BEGIN ENTRIES SUPPLIED

PR #978, opened 2021-02-23
NDRS-913: Push whole block to the event stream.

goral09:
https://casperlabs.atlassian.net/browse/NDRS-913

https://github.com/CasperLabs/casper-node/pull/892 moved `deploy_hashes`, `transfer_hashes` and `proposer` from the `BlockHeader` structure to the new `BlockBody`. Up until now, we've been pushing only `BlockHeader` to the event stream, which means that since #892 got merged those three were missing from the event stream events. This PR changes what gets pushed to the event stream – we're now pushing the whole `Block`.

The main differences are in the structure of the event. Instead of `block_header` field containing `BlockHeader` structure, there's now a `block` field with `Block` struct. Structure of the `Block` can be found [here](https://github.com/CasperLabs/casper-node/blob/master/node/src/types/block.rs#L1023).

### DIFF
--- a/node/src/components/event_stream_server.rs
+++ b/node/src/components/event_stream_server.rs
@@ -91,12 +91,9 @@ where
         event: Self::Event,
     ) -> Effects<Self::Event> {
         match event {
-            Event::BlockAdded {
+            Event::BlockAdded { block_hash, block } => self.broadcast(SseData::BlockAdded {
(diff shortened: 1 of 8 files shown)


Fraser999 (approved):

goral09:
bors merge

END ENTRIES SUPPLIED

» EXERCISE BRIEF:
Wherever the string "components" occurs in the records above, copy that line.

» FINISHED TASK:
--- a/node/src/components/event_stream_server.rs
+++ b/node/src/components/event_stream_server.rs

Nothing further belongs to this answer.